Observation data Epoch J2000 Equinox J2000
- Constellation: Perseus
- Right ascension: 03^{h} 16^{m} 24.35^{s}
- Declination: 43° 07′ 09.1″

Characteristics
- Spectral type: T8
- Apparent magnitude (H): 19.70 ± 0.09

Astrometry
- Proper motion (μ): RA: 1.0±0.3 mas/yr Dec.: 372.4±1.5 mas/yr
- Parallax (π): 73.3±2.8 mas
- Distance: 44 ± 2 ly (13.6 ± 0.5 pc)
- Other designations: WISE J031624.35+430709.1

Database references
- SIMBAD: data

= WISE J031624.35+430709.1 =

Star in the constellation Perseus

WISE J031624.35+430709.1 is a brown dwarf of spectral class T8, located in constellation Perseus at approximately 106 light-years from Earth. It was one of the furthest T-class brown dwarfs known.
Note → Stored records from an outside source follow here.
PR #180, opened 2020-05-20
Add MemorySegment::mismatch

ChrisHegarty:
Hi,

As part of feedback on the Foreign Memory API (when experimenting with its usage internally in the JDK), a small number of potential usability enhancements could be made to the API. This is the fourth such, and last on my current todo list.

MemorySegment::mismatch

The mismatch semantic is very useful for building equality and comparison logic on top of segments. I found that I needed such when modeling and comparing native socket address in the JDK implementation. It is possible to write your own, but requires a non-trivial amount of not-trivial code - to do it right! I also think that we can provide a more efficient implementation building on top of the JDK's internal mismatch support.

I still need to do some perf testing and add a micro-benchmake ( Maurizio suggested possibly amending TestBulkOps ). There is also the question about possibly improving the JDK's internal implementation to work on long sizes (which could be done separately). For now, I just want to share the idea, along with the proposed specification and initial implementation.

Comments welcome.

---------
### Progress

### Reviewers
 * Paul Sandoz ([psandoz](@PaulSandoz) - Committer) ⚠️ Review applies to caf136fde6fb6a97cbb47ea6fd4c47208280d81f

### Download
`$ git fetch https://git.openjdk.java.net/panama-foreign pull/180/head:pull/180`
`$ git checkout pull/180`

### DIFF
--- a/src/java.base/share/classes/jdk/internal/util/ArraysSupport.java
+++ b/src/java.base/share/classes/jdk/internal/util/ArraysSupport.java
@@ -171,12 +171,7 @@ public class ArraysSupport {
         long remaining = length;
         int i ;
         while (remaining > 7) {
-            int size;
-            if (remaining > Integer.MAX_VALUE) {
-                size = Integer.MAX_VALUE;
-            } else {
-                size = (int) remaining;
-            }
+            int size = (int) Math.min(Integer.MAX_VALUE, remaining);
             i = vectorizedMismatch(
                     a, aOffset + off,
                     b, bOffset + off,
--- a/src/java.base/share/classes/jdk/internal/util/ArraysSupport.java
+++ b/src/java.base/share/classes/jdk/internal/util/ArraysSupport.java
@@ -160,6 +160,37 @@ public class ArraysSupport {
         }
     }
 
+    /**
+     * Mismatch over long lengths.
+     */
+    public static long vectorizedMismatchLarge(Object a, long aOffset,
+                                               Object b, long bOffset,
+                                               long length,
+                                               int log2ArrayIndexScale) {
+        long off = 0;
+        long remaining = length;
+        int i ;
+        while (remaining > 7) {
+            int size;
+            if (remaining > Integer.MAX_VALUE) {
+                size = Integer.MAX_VALUE;
+            } else {
+                size = (int) remaining;
+            }
+            i = vectorizedMismatch(
+                    a, aOffset + off,
+                    b, bOffset + off,
+                    size, log2ArrayIndexScale);
+            if (i >= 0)
+                return off + i;
+
+            i = size - ~i;
+            off += i;
+            remaining -= i;
+        }
+        return ~off;
+    }
+
     // Booleans
     // Each boolean element takes up one byte
 
--- a/src/jdk.incubator.foreign/share/classes/jdk/incubator/foreign/MemorySegment.java
+++ b/src/jdk.incubator.foreign/share/classes/jdk/incubator/foreign/MemorySegment.java
@@ -344,7 +344,8 @@ public interface MemorySegment extends AutoCloseable {
      * between the two segments at that offset within the respective segments.
      * If one segment is a proper prefix of the other then the returned offset is
      * the smaller of the segment sizes, and it follows that the offset is only
-     * valid for the larger segment. Otherwise, there is no mismatch.
+     * valid for the larger segment. Otherwise, there is no mismatch and {@code
+     * -1} is returned.
      *
      * @param other the segment to be tested for a mismatch with this segment
      * @return the relative offset, in bytes, of the first mismatch between this
--- a/src/jdk.incubator.foreign/share/classes/jdk/incubator/foreign/MemorySegment.java
+++ b/src/jdk.incubator.foreign/share/classes/jdk/incubator/foreign/MemorySegment.java
@@ -333,6 +333,31 @@ public interface MemorySegment extends AutoCloseable {
     void copyFrom(MemorySegment src);
 
     /**
+     * Finds and returns the offset, in bytes, of the first mismatch between
+     * this segment and a given other segment. The offset is relative to the
+     * {@link #baseAddress() base address} of each segment and will be in the
+     * range of 0 (inclusive) up to the {@link #byteSize() size} (in bytes) of
+     * the smaller memory segment (exclusive).
+     * <p>
+     * If the two segments share a common prefix then the returned offset is
+     * the length of the common prefix and it follows that there is a mismatch
+     * between the two segments at that offset within the respective segments.
+     * If one segment is a proper prefix of the other then the returned offset is
+     * the smaller of the segment sizes, and it follows that the offset is only
+     * valid for the larger segment. Otherwise, there is no mismatch.
+     *
+     * @param other the segment to be tested for a mismatch with this segment
+     * @return the relative offset, in bytes, of the first mismatch between this
+     * and the given other segment, otherwise -1 if no mismatch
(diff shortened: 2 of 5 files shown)


src/jdk.incubator.foreign/share/classes/jdk/incubator/foreign/MemorySegment.java
```diff
@@ -332,6 +332,31 @@
...
+     * {@link #baseAddress() base address} of each segment and will be in the
+     * range of 0 (inclusive) up to the {@link #byteSize() size} (in bytes) of
+     * the smaller memory segment (exclusive).
+     * <p>
+     * If the two segments share a common prefix then the returned offset is
+     * the length of the common prefix and it follows that there is a mismatch
+     * between the two segments at that offset within the respective segments.
+     * If one segment is a proper prefix of the other then the returned offset is
+     * the smaller of the segment sizes, and it follows that the offset is only
+     * valid for the larger segment. Otherwise, there is no mismatch.
```
mcimadamore, line 347: there is no mismatch and the returned value is (I think you say `-1` below, perhaps would be good to state that here also).

src/jdk.incubator.foreign/share/classes/jdk/internal/foreign/AbstractMemorySegmentImpl.java
```diff
@@ -131,6 +132,53 @@ public void copyFrom(MemorySegment src) {
...
     }
 
+    @Override
+    public long mismatch(MemorySegment other) {
+        AbstractMemorySegmentImpl that = (AbstractMemorySegmentImpl)other;
+        final long thisSize = this.byteSize();
+        final long thatSize = that.byteSize();
+        final long minSize = Math.min(thisSize, thatSize);
+
+        this.checkRange(0, minSize, false);
```
mcimadamore, line 142: This is of course correct but also a bit redundant (there's a similar issue, although to a smaller extent in `copyFrom`). Let's see how performance numbers are - basically this code can be simplified by omitting the bound check on both segments (since you already picked a size that must work on both) - so that we just need confinement + read access check.

src/jdk.incubator.foreign/share/classes/jdk/internal/foreign/AbstractMemorySegmentImpl.java
```diff
@@ -131,6 +132,53 @@ public void copyFrom(MemorySegment src) {
...
+                return off + i;
+            }
+            i = size - ~i;
+
+            off += i;
+            remaining -= i;
+        }
+
+        for (; off < minSize; off++) {
+            if (UNSAFE.getByte(this.base(), this.min() + off) != UNSAFE.getByte(that.base(), that.min() + off)) {
```
mcimadamore, line 175: This code could be simplified/rewritten to use `MemoryAddress' and VH, instead of unsafe access with object/offset addressing. E.g. you could maintain a `MemoryAddress` local variable in the loop instead of the `offset` and keep increasing that address on each iteration of `ArraySupport::vectorizedMismatch`. Then, when you get out of the loop, the address already points at the base of the region to compare, and a simple for loop with an indexed VH should do the job.

test/jdk/java/foreign/TestMismatch.java
```diff
@@ -0,0 +1,236 @@
...
+                assertEquals(s1.mismatch(s2), expectedMismatchOffset);
+                assertEquals(s2.mismatch(s1), expectedMismatchOffset);
+            } else {
+                assert s1.byteSize() < s2.byteSize();
+                var off = Math.min(s1.byteSize(), expectedMismatchOffset);
+                assertEquals(s1.mismatch(s2), off);  // proper prefix
+                assertEquals(s2.mismatch(s1), off);
+            }
+        }
+    }
```
mcimadamore, line 99: How important is it that these tests operate on slices? Looking at the test code, it could have worked equally well if the input parameters were just two sizes, and then you did an explicit allocation (or maybe also receive a segment factory from the provider, so that you can test different segment kinds).

src/jdk.incubator.foreign/share/classes/jdk/incubator/foreign/MemorySegment.java
ChrisHegarty: Correct. Added, Otherwise, there is no mismatch "and {@code  -1} is returned".

src/jdk.incubator.foreign/share/classes/jdk/internal/foreign/AbstractMemorySegmentImpl.java
ChrisHegarty: Yeah, I did think this too at the time, but then forgot. How about I just add a private method `checkStateAndAccess`.

mcimadamore: For now I think we can keep it as is, as it's cleaner and reuses existing abstractions. If this becomes a performance problem going forward we can revisit.

test/jdk/java/foreign/TestMismatch.java
ChrisHegarty: Originally I had a version of the test that did compare specific segments, but it didn't scale well to different sizes and kinds ( we need to test both above and below the 8 byte threshold ). I removed a number of slice sizes, which greatly reduces the combinations. This may be enough, or I can certainly revisit the test's structure.

src/java.base/share/classes/jdk/internal/util/ArraysSupport.java
```diff
@@ -160,6 +160,37 @@ public static int vectorizedMismatch(Object a, long aOffset,
...
+    public static long vectorizedMismatchLarge(Object a, long aOffset,
+                                               Object b, long bOffset,
+                                               long length,
+                                               int log2ArrayIndexScale) {
+        long off = 0;
+        long remaining = length;
+        int i ;
+        while (remaining > 7) {
+            int size;
+            if (remaining > Integer.MAX_VALUE) {
```
PaulSandoz, line 175: Simplify as the following?
```
int size = (int) Math.min(Integer.MAX_VALUE, remaining);
```

src/jdk.incubator.foreign/share/classes/jdk/internal/foreign/AbstractMemorySegmentImpl.java
```diff
@@ -131,6 +134,42 @@ public void copyFrom(MemorySegment src) {
...
+            i = length - ~i;
+        }
+        MemoryAddress thisAddress = this.baseAddress();
+        MemoryAddress thatAddress = that.baseAddress();
+        for (; i < length; i++) {
+            if ((byte) BYTE_HANDLE.get(thisAddress, i) != (byte) BYTE_HANDLE.get(thatAddress, i)) {
+                return i;
+            }
+        }
+        return thisSize != thatSize ? length : -1;
```
mcimadamore, line 170: I guess I'm a bit confused - shouldn't this method return (as per javadoc), `-1` if there's no mismatch?  In this code path we found no mismatch, and yet, if sizes are different we return `length`, suggesting there's a mismatch. I now realize that *mismatch* is taken quite literally - e.g. no mismatch really means the two things are identical in contents and size --- which is, I realize, what `Arrays::mismatch` also does.

IMHO the javadoc of the various `mismatch` routines could use more clarity around what a *mismatch* is. But maybe that's something for another day.

ChrisHegarty:
The proposed `MemorySegment::mismatch` spec wording is aligned with similar in the buffer classes and elsewhere. If it needs clarification then we should probably do so consistently. As @mcimadamore said, "that's something for another day" ;-)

In 2024 a T dwarf about 2 kpc distant, with a low-metallicity was discovered with the JWST. This brown dwarf is called JADES-GS-BD-9. Additional kpc distant T dwarfs were discovered by two teams, with UNCOVER-BD-1 (aka A2744-BD1) being 4.5 or 4.8 kpc distant.

==Discovery==
WISE J031624.35+430709.1 was discovered in 2012 by Mace et al. from data, collected by Wide-field Infrared Survey Explorer (WISE) Earth-orbiting satellite—NASA infrared-wavelength 40 cm (16 in) space telescope, which mission lasted from December 2009 to February 2011. In March 2013, the discovery paper was published.

==Distance==
Currently the most accurate distance estimate of WISE J031624.35+430709.1 is a trigonometric parallax, published in 2019 by Kirkpatrick et al.: 13.6±+0.5 pc, or 44.5±+1.8 ly.